The Battle Over Digital Archives: Who Owns the Internet's Collective Knowledge?

The internet, born out of DARPA’s ambitious vision for a robust communication network, has evolved into a global community-driven platform. It began as a means for academics to share information, conduct research, and engage in lively discussions. Over time, this ethos of community-driven content creation and information sharing became deeply ingrained in the fabric of the internet. From mega-sites like Geocities, AOL, Yahoo, to Tripod, millions of users contributed content, generating an astonishing amount of data. This content emerged from various sources, including discussion groups, mailing lists, newsgroups, and content sites like Suite101 and Webseed. Amidst the chaos, even the occasional visitor could stumble upon valuable nuggets of knowledge and opinion.

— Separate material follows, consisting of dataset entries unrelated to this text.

PR #2196, opened 2026-05-12
optimize: gateway-plugin cpu usage optimize when stream is true #2196

rayne-Li:
Signed-off-by: rayne-Li <lizhy1@chinatelecom.cn>

## Pull Request Description
optimize cpu usage by reduce memory alloc and gc, use gjson instead avoid fully unmarshall resp when stream=True

when 1000QPS with total 5000 request

- before: cpu: 32C, after: 17c

- before cpu-pprof: 
image

- before mem-pprof
image

- after mem-pprof
image

- diff
image

### DIFF
--- a/apps/console/api/planner/api/jobs.go
+++ b/apps/console/api/planner/api/jobs.go
@@ -93,4 +93,3 @@ type ModelTemplateRef struct {
 	Name    string `json:"name"`
 	Version string `json:"version,omitempty"`
 }
-
--- a/pkg/plugins/gateway/gateway_rsp_body.go
+++ b/pkg/plugins/gateway/gateway_rsp_body.go
@@ -20,16 +20,13 @@ import (
 	"bytes"
 	"context"
 	"fmt"
-	"io"
 	"math"
-	"net/http"
 	"strconv"
 	"strings"
 	"time"
 
 	"github.com/bytedance/sonic"
-	"github.com/openai/openai-go/v3"
-	"github.com/openai/openai-go/v3/packages/ssestream"
+	"github.com/tidwall/gjson"
 	v1 "k8s.io/api/core/v1"
 	"k8s.io/klog/v2"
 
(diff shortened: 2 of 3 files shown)


rayne-Li:
@varungup90 please take a look @

varungup90:
Nice Work!!

## ⚠️ Correctness Issues

### 1. Error handling is entirely removed (Significant Regression)

The old code detected SSE parse/decode errors and returned an `InternalServerError` with `HeaderErrorStreaming: true`:

```go
if err := streaming.Err(); err != nil {
    return generateErrorResponse(envoyTypePb.StatusCode_InternalServerError, ...)
}

```

The new implementation drops this completely. A corrupted response, malformed JSON, or upstream error in the stream will now silently pass through. The only remaining signal is a `klog.Warningf` when tokens are zero, which is not actionable for the caller.

### 2. Trace completion flag not set on error path

**Location:** [`[pkg/plugins/gateway/gateway_rsp_body.go:110](https://www.google.com/search?q=%23)`](https://www.google.com/search?q=%23)

The previous implementation ensured `complete = true` was set before returning the error response. Since the new code lacks an error path for streaming, `complete` may not be accurately set in degraded scenarios. The deferred `DoneRequestTrace` call depends on this flag being accurate.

With the rise of search engines and directories catering to this ever-expanding internet landscape, it was only a matter of time before they targeted this vast content repository. One such comprehensive player was Deja. It meticulously crawled and indexed the rapidly growing Usenet scene, which comprised tens of thousands of daily messages. By the time Google acquired it, Deja’s archives held over 500 million messages, cross-referenced in every conceivable way and covering an astonishing array of topics.

Google, now the dominant search engine, had outpaced veteran competitors like Northern Lights, Fast, and Alta Vista. Its colossal database, comprising over 1.3 billion web pages, its innovative caching technology (effectively transforming it into one of the world’s largest libraries), and its site-ranking algorithm based on popularity and linking, made it unbeatable. However, Google’s integration of the treasure trove of Deja into its search interface faced significant challenges, prompting a protest movement.

Behind the bickering and often abrasive exchanges (sometimes bordering on the deranged, racist, or even stalking) within Usenet groups lay a more profound question: Who owns the content generated by the global public on computers funded by taxpayers? Can a commercial entity lay claim to and monopolize the collective efforts of millions of individuals worldwide? Or should such intellectual property remain in the public domain, perhaps maintained by public institutions like the Library of Congress? Should open-source movements gain access to Deja’s source code to launch Deja II? And who holds the copyright to these messages (in theory, the authors)? Google, like Deja before it, offers compilations of this content, the copyright to which it neither possesses nor can possess. The very concept of intellectual property is at the heart of this virtual conflict.

To address concerns, Google provided free access to the content of Deja archives for alternative (non-Google) archiving systems. However, it remained silent on sharing the search programming code and the user interface. A burgeoning open-source group, Dela News, has formed, though it’s unclear who will bear the enormous storage and processing costs such a project would entail. Dela aims to have a physical copy of the archive entrusted to a dot org.

This brings up a myriad of equally intriguing issues. The Deja Usenet search technology, programming code, and systems are intertwined and nearly indistinguishable from the Usenet archive itself. Without these elements—both structural and dynamic—there can be no archive and no way to extract meaningful information from the chaotic Usenet environment. In this case, the information lies not in the content but in the organization and classification of raw data. This is why open-source proponents demand that Google share both content and the tools to access it. Google’s abrupt deactivation of Deja in February only exacerbated the frustrations of die-hard Deja users.

The Usenet is not solely a haven for unsavory elements; it also hosts thousands of academically rigorous and research-oriented discussion groups. It documents over twenty years of wisdom and erudition from scholars all over the world, offering valuable insights and expertise. The Usenet serves as a historical record of Western intellectual history over the last three decades, making it invaluable. However, Google’s decision to sever internal links between Deja messages threatens the integrity of this hyperlinked resource unless an alternative (and costly) solution emerges.

Google has aimed to provide better, faster, and more comprehensive access to the entire archive. Still, its clash with the more combative side of the open-source movement has surfaced long-suppressed issues. Ironically, this confrontation may be the most significant contribution of an otherwise inopportune transaction.